----- Records

PR #2586, opened 2024-06-28
Allow multiple countries with same country code

roma-claudio:
Addresses SX-2130.

## Purpose

We are currently using the country code phone prefix (e.g. `+49`) as unique identifier of the country code select/input field.
However, the phone prefix is not unique given a list of countries (e.g. Canada and U.S. share the same country code: `+1`)

This PR is changing the value that is hold by the country code input/select field from the phone prefix to the country ISO code (e.g. `US`)

## Approach and changes
Adapted the service and the component logic to consider the country code and not the phone prefix as the source of truth for the country code input/select field

## Definition of done

* [x] Development completed
* [x] Reviewers assigned


packages/circuit-ui/components/PhoneNumberInput/PhoneNumberInput.tsx
```diff
@@ -240,8 +240,21 @@ export const PhoneNumberInput = forwardRef<
...
       }
+
+      const selectedCountry = countryCodeRef?.current?.value;
+      if (!selectedCountry) {
+        return;
+      }
+      const code = countryCode.options
+        // Match longer, more specific country codes first
+        .sort((a, b) => a.code.length - b.code.length)
+        .find(({ country }) => country === selectedCountry)?.code;
```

----------

-- Problem description --
When transcribing the data, keep every line exactly as it is.

-- Exercise response --
PR #2586, opened 2024-06-28
Allow multiple countries with same country code

roma-claudio:
Addresses SX-2130.

## Purpose

We are currently using the country code phone prefix (e.g. `+49`) as unique identifier of the country code select/input field.
However, the phone prefix is not unique given a list of countries (e.g. Canada and U.S. share the same country code: `+1`)

This PR is changing the value that is hold by the country code input/select field from the phone prefix to the country ISO code (e.g. `US`)

## Approach and changes
Adapted the service and the component logic to consider the country code and not the phone prefix as the source of truth for the country code input/select field

## Definition of done

* [x] Development completed
* [x] Reviewers assigned


packages/circuit-ui/components/PhoneNumberInput/PhoneNumberInput.tsx
```diff
@@ -240,8 +240,21 @@ export const PhoneNumberInput = forwardRef<
...
       }
+
+      const selectedCountry = countryCodeRef?.current?.value;
+      if (!selectedCountry) {
+        return;
+      }
+      const code = countryCode.options
+        // Match longer, more specific country codes first
+        .sort((a, b) => a.code.length - b.code.length)
+        .find(({ country }) => country === selectedCountry)?.code;
```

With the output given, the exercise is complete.